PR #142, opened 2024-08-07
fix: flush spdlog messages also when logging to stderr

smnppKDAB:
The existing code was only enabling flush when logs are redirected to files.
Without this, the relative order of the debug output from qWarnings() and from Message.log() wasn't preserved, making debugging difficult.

* * * * * * *

### WORK TO BE COMPLETED
Please retype, exactly as written, every line from the line containing "fix: flush spdlog" through the last line of the records above, including both of those lines, and nothing else.

### RESULT BELOW
fix: flush spdlog messages also when logging to stderr

smnppKDAB:
The existing code was only enabling flush when logs are redirected to files.
Without this, the relative order of the debug output from qWarnings() and from Message.log() wasn't preserved, making debugging difficult.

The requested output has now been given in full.